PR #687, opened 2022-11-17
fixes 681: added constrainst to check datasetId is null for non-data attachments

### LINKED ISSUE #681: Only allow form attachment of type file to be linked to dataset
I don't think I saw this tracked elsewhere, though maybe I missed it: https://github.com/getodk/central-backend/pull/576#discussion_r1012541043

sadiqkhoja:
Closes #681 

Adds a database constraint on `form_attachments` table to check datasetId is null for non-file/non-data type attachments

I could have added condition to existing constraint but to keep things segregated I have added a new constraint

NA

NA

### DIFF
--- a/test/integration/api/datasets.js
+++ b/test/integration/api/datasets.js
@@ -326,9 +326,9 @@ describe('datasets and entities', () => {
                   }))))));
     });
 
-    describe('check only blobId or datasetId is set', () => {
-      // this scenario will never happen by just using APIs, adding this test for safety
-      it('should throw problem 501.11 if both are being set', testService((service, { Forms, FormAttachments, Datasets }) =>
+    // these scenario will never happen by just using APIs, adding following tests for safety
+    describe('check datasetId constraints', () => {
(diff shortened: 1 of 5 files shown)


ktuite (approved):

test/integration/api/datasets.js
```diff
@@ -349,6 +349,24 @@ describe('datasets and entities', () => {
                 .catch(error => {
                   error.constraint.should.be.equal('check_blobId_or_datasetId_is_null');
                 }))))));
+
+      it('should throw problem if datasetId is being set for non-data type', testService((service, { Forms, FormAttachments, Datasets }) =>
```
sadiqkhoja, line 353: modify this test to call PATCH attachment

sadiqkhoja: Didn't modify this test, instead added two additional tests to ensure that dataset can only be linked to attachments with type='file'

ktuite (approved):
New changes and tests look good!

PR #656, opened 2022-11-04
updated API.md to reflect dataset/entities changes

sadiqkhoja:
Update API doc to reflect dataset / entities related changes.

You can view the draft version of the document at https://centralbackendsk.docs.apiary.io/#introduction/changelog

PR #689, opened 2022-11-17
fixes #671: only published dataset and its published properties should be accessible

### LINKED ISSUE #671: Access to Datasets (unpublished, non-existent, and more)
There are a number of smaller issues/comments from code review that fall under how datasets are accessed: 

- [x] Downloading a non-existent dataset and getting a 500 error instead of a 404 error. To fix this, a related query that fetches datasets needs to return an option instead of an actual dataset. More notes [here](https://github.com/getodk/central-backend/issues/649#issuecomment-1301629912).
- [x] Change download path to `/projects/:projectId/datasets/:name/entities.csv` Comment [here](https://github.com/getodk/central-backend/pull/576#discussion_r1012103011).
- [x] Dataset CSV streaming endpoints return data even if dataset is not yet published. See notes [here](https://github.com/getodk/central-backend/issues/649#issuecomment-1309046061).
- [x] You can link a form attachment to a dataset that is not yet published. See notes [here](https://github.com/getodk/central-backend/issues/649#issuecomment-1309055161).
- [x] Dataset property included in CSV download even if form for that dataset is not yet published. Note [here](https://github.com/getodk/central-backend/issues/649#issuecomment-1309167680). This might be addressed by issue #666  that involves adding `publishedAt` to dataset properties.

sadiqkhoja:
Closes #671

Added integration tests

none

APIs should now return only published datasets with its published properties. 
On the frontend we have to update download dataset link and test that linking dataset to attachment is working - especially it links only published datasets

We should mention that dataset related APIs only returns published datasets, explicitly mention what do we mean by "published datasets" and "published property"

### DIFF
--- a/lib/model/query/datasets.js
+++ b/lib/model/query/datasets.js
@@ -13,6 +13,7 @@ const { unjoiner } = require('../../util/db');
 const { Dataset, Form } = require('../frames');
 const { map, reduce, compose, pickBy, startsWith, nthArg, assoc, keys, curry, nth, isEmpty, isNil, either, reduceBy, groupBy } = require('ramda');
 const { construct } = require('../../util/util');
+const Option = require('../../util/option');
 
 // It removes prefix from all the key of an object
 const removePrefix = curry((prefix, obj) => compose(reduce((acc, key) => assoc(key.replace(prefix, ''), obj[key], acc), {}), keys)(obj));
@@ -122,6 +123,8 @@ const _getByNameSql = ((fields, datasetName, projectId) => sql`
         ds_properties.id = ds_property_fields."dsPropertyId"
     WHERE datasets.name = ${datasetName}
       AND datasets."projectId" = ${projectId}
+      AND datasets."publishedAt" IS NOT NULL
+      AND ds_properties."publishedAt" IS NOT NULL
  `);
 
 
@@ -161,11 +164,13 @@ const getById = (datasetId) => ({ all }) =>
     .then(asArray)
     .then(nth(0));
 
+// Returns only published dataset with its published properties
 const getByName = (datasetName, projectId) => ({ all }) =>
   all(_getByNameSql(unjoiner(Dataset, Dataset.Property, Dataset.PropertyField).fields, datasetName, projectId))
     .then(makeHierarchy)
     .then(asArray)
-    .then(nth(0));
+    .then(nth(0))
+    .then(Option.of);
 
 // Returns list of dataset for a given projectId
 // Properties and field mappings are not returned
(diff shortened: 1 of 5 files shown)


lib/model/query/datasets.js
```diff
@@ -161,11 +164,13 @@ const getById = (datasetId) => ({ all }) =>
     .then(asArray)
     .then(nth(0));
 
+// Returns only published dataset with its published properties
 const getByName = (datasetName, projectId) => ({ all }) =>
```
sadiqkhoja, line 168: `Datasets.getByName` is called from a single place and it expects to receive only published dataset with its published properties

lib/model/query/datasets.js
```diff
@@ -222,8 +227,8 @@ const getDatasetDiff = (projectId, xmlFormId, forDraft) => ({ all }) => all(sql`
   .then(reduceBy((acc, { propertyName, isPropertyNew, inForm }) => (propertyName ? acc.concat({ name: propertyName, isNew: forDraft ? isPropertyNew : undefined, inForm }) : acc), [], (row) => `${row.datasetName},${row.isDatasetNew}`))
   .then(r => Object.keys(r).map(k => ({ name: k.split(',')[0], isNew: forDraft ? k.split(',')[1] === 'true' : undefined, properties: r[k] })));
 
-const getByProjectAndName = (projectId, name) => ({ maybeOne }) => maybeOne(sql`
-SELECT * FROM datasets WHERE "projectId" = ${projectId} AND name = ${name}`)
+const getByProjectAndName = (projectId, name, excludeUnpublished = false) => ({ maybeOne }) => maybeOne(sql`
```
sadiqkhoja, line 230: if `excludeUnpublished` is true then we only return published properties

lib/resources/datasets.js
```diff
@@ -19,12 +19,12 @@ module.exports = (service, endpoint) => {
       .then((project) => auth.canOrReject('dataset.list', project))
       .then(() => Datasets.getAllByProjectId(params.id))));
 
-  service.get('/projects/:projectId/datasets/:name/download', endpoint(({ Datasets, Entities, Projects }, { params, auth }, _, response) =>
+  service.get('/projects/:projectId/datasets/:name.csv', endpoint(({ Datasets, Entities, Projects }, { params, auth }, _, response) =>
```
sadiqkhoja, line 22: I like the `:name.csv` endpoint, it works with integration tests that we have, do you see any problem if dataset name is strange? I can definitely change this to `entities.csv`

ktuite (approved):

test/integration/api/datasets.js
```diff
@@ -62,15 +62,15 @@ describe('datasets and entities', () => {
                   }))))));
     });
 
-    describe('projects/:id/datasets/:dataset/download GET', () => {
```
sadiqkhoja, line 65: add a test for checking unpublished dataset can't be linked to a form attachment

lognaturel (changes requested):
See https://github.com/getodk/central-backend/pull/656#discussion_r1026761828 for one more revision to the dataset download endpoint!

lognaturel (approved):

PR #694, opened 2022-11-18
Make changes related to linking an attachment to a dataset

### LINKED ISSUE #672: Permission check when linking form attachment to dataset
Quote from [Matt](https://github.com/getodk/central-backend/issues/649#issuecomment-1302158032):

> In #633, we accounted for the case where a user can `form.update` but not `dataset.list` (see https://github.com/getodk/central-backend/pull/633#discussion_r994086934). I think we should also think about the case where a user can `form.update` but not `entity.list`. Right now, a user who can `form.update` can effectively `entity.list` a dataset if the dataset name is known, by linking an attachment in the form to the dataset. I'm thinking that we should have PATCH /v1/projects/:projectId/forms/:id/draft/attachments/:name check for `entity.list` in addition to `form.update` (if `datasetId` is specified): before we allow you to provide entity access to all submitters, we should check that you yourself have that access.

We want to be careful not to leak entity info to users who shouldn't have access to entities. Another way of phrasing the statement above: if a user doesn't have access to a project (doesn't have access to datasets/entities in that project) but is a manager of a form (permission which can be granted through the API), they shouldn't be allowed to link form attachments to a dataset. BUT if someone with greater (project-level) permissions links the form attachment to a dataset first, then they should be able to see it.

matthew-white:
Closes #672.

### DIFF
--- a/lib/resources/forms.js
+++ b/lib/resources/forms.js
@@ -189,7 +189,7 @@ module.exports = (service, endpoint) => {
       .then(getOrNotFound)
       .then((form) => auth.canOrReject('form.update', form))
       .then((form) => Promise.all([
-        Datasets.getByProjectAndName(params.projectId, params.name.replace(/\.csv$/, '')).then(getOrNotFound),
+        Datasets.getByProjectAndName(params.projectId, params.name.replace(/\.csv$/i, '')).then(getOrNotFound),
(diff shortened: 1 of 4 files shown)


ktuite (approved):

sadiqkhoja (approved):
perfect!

--

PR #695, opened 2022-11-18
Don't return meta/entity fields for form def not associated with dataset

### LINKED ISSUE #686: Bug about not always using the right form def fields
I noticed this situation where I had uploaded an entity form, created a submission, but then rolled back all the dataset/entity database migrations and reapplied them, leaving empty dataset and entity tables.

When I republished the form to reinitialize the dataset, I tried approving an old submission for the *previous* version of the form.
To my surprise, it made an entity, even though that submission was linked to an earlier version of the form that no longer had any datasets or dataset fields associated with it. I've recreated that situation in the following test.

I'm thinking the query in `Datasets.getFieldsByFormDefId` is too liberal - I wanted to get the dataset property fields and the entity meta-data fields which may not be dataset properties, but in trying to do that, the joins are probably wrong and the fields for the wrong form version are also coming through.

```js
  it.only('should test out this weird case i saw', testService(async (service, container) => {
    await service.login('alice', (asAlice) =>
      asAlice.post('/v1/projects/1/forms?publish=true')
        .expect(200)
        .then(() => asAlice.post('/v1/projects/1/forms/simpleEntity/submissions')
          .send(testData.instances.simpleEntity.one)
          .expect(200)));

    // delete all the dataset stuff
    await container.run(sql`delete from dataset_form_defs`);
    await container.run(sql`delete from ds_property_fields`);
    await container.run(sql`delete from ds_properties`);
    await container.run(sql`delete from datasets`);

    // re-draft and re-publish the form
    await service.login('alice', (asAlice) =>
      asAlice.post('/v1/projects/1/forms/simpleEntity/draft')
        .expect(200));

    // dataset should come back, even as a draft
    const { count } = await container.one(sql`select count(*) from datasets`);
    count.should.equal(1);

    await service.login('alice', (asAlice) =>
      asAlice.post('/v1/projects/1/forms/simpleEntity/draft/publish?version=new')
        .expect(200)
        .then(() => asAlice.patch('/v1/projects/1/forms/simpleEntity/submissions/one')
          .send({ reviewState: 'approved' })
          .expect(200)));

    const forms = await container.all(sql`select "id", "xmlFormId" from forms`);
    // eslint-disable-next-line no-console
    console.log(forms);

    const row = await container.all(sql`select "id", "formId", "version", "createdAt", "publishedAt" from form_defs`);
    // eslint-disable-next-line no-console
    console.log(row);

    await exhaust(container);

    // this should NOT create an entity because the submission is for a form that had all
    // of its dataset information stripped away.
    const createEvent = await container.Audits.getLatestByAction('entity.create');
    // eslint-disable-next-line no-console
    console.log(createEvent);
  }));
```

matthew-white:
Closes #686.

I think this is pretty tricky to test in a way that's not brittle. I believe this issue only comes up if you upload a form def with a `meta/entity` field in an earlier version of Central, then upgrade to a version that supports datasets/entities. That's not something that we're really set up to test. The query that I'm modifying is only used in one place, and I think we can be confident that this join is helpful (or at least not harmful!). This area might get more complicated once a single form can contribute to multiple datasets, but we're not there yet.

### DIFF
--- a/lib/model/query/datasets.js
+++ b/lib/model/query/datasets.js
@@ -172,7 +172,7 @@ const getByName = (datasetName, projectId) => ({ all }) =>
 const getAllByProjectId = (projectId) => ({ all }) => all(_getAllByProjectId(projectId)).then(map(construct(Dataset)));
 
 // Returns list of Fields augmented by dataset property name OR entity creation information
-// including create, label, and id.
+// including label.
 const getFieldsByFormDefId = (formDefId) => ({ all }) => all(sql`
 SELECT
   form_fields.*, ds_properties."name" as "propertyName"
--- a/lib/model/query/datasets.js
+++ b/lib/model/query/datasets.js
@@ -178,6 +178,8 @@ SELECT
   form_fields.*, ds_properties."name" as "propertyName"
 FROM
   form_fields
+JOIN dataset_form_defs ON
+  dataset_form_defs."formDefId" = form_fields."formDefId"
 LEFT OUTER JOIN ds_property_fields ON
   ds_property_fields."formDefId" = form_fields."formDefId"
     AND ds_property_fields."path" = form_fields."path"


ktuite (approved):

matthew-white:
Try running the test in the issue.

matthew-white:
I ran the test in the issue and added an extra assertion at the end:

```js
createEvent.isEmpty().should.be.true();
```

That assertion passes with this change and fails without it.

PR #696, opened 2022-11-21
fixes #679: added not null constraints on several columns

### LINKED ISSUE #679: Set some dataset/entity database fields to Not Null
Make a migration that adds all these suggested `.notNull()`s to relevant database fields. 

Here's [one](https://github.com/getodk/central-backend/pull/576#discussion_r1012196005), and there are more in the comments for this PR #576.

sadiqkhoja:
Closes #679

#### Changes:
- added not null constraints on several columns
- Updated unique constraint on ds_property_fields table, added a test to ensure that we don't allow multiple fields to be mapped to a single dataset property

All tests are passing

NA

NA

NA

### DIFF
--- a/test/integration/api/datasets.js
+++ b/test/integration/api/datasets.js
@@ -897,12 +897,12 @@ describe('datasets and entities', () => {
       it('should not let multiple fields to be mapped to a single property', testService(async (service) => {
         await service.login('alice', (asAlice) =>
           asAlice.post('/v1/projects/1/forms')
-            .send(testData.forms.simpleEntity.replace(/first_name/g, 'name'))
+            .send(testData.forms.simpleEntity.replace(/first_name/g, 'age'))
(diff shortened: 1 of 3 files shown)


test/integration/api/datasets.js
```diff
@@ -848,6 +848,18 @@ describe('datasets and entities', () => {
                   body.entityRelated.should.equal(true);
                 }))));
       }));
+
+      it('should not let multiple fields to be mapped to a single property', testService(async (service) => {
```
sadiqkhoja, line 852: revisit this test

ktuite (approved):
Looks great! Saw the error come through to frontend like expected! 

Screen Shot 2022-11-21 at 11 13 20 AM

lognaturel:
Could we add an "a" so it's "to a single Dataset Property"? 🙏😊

> **EXERCISE AIM**
Copy every line above that includes the string "Closes".

> **YOUR RESPONSE**
Closes #681 
Closes #671
Closes #672.
Closes #686.
Closes #679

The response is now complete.